* **DATA PROVIDED**
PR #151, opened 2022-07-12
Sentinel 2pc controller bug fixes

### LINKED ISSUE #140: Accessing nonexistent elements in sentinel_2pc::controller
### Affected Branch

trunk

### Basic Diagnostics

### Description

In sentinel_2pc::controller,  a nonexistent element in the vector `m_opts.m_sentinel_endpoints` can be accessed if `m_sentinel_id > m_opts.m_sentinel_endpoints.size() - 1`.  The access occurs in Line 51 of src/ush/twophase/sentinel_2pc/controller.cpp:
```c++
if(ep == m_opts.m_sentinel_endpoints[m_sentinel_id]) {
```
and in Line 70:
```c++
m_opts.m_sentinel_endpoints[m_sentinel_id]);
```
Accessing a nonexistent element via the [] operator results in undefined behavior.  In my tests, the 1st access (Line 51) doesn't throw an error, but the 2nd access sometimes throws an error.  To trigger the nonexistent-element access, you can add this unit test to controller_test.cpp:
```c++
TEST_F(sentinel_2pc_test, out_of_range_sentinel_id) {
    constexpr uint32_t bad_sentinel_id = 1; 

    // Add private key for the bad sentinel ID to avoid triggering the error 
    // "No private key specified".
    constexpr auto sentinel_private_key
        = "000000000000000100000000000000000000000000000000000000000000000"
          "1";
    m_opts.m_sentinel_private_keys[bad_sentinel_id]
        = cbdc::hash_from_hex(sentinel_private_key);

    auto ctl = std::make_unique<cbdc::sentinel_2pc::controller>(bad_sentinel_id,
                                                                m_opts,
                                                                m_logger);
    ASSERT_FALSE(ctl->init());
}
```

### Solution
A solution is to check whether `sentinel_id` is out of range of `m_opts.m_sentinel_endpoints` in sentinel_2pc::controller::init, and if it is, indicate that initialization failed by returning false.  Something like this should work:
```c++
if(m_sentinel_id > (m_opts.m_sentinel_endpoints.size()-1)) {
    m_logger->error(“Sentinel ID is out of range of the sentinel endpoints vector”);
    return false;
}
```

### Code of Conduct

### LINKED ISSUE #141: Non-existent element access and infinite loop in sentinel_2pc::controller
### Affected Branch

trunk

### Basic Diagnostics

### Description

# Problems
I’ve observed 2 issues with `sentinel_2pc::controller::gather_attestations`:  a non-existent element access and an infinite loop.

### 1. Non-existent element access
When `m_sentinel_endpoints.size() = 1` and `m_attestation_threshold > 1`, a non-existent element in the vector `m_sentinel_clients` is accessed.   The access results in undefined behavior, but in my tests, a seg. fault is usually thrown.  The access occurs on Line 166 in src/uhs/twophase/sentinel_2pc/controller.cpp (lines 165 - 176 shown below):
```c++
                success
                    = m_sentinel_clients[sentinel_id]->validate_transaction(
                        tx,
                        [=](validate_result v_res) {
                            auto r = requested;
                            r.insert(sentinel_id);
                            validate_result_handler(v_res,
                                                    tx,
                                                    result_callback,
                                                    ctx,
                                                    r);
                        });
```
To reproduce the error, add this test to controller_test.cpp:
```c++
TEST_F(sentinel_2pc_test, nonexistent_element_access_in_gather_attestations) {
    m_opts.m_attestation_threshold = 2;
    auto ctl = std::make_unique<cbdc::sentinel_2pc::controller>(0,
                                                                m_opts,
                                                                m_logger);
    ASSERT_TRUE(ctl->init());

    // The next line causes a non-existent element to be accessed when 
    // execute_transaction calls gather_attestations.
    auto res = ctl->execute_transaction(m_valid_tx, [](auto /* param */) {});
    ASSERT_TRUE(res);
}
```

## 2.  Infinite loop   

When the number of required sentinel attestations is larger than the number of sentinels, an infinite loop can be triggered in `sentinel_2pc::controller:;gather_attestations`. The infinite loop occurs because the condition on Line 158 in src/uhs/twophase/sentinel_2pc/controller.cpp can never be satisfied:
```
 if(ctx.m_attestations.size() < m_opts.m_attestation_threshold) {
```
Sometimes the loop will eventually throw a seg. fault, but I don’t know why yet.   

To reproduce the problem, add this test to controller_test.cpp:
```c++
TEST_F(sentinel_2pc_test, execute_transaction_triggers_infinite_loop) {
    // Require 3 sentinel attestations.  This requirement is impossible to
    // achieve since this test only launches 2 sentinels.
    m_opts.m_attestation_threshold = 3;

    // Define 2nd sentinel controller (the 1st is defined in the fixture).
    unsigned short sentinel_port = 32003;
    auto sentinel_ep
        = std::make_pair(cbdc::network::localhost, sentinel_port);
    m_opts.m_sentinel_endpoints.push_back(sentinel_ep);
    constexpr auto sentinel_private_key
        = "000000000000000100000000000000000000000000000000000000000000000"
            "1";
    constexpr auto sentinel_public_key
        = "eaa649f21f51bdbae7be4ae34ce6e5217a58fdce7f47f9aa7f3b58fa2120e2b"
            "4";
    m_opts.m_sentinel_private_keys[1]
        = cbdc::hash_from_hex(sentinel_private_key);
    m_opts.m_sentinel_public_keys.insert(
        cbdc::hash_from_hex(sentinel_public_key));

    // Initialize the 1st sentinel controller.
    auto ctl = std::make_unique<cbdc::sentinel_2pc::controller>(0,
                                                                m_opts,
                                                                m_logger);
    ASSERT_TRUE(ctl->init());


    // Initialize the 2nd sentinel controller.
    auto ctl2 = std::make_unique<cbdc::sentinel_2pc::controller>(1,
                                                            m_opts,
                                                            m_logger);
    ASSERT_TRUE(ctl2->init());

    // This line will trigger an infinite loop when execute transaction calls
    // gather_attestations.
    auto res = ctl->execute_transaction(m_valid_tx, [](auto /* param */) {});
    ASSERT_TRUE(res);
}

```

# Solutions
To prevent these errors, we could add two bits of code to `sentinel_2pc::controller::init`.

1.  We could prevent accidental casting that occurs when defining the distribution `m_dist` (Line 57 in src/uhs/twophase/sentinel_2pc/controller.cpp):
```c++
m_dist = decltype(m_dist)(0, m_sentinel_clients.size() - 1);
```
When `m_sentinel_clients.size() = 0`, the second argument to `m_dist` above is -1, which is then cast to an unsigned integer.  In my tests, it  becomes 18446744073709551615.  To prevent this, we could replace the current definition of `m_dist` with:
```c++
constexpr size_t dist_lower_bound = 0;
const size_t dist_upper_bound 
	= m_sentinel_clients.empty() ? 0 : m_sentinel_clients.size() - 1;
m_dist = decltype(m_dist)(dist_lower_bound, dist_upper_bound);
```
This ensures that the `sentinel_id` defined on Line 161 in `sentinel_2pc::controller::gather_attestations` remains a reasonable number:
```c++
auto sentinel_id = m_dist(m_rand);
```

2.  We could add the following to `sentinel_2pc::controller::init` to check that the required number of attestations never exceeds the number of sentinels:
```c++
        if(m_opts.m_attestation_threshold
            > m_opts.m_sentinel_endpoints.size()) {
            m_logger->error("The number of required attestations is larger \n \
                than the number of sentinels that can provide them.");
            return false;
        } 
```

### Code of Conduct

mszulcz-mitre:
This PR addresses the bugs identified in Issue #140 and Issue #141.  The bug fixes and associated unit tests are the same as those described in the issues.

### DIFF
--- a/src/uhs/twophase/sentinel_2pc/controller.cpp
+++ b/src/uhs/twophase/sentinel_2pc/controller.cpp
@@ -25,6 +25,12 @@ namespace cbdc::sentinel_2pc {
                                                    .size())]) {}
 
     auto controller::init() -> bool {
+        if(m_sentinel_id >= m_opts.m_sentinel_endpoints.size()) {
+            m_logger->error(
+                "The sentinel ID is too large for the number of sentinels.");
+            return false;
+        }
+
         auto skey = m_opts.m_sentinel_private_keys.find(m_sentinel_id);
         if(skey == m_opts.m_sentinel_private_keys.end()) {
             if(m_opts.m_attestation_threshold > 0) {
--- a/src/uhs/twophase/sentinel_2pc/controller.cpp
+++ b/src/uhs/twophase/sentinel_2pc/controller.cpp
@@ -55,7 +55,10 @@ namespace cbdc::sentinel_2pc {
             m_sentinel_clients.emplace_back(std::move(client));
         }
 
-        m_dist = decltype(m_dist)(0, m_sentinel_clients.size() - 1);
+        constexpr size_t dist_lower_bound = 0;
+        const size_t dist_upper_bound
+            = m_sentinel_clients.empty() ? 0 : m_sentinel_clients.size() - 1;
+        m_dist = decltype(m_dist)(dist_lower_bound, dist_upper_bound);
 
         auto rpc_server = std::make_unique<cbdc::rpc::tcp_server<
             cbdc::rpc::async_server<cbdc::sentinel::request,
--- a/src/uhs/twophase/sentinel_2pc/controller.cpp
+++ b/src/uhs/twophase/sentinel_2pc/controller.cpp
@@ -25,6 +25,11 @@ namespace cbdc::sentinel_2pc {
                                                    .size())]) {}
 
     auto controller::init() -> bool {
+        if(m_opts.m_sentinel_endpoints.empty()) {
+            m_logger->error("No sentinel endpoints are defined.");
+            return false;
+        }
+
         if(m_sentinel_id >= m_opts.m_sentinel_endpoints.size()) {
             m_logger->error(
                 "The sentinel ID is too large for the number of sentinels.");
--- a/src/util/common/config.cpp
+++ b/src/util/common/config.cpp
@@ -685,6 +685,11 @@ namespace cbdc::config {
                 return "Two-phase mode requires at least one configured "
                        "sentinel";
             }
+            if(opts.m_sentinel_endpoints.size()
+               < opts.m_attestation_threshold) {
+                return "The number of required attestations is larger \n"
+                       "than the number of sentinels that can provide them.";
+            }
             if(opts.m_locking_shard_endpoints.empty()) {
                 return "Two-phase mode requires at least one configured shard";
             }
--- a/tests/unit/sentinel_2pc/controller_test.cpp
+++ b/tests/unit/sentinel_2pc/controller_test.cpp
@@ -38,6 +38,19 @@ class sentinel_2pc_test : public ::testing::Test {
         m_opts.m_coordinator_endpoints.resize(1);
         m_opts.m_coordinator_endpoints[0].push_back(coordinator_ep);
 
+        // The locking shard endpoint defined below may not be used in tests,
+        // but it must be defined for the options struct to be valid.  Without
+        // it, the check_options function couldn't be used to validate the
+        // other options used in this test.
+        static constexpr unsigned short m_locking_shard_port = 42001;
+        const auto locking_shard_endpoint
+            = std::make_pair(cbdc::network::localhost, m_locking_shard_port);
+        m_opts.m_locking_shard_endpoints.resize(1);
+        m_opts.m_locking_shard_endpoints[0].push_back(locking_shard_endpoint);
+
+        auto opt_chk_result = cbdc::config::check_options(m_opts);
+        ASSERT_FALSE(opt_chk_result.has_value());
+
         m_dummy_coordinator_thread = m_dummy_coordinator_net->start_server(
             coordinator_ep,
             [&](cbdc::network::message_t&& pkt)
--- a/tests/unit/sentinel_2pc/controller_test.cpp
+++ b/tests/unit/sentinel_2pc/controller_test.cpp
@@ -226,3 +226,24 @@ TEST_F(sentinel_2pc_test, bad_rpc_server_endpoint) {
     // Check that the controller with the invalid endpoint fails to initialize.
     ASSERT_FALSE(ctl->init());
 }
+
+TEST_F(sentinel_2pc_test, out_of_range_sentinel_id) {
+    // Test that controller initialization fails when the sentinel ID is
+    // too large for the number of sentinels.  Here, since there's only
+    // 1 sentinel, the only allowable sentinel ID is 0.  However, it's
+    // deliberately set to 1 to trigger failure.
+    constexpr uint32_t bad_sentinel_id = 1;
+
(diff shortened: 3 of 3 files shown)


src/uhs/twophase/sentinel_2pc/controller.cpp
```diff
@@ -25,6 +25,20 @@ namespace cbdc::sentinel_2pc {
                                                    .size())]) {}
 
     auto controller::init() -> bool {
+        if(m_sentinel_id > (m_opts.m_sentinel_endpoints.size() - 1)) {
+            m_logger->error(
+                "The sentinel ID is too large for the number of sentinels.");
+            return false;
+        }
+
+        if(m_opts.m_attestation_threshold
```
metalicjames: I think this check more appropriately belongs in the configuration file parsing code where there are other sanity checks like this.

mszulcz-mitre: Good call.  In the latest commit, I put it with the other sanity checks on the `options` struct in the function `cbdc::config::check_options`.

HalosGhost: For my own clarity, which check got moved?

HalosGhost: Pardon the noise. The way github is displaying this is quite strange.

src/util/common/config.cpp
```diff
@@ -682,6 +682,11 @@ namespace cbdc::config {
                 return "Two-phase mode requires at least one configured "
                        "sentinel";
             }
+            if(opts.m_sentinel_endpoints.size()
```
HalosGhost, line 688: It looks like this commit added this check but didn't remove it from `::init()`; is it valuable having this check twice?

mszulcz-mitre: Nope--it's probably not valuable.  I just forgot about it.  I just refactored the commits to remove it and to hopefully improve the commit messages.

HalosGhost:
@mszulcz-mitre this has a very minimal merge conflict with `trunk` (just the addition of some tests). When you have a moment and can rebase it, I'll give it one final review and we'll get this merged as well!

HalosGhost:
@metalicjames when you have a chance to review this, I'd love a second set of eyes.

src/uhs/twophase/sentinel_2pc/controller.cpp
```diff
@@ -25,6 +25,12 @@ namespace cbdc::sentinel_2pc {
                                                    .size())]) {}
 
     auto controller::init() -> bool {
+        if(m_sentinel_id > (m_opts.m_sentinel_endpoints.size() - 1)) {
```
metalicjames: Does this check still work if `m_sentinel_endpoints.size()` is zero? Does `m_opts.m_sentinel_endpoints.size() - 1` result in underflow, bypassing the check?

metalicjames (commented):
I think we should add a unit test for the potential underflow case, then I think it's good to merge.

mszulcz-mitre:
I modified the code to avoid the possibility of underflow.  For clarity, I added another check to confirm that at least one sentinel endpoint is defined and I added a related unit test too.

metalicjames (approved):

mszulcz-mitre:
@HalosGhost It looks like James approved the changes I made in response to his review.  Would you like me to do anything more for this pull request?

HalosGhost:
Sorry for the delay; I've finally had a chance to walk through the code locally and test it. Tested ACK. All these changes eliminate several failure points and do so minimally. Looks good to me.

* **TASK TO CARRY OUT**
Copy each line from the data that features the string "than".

* **RESPONSE TO THE TASK**
When the number of required sentinel attestations is larger than the number of sentinels, an infinite loop can be triggered in `sentinel_2pc::controller:;gather_attestations`. The infinite loop occurs because the condition on Line 158 in src/uhs/twophase/sentinel_2pc/controller.cpp can never be satisfied:
                than the number of sentinels that can provide them.");
+                       "than the number of sentinels that can provide them.";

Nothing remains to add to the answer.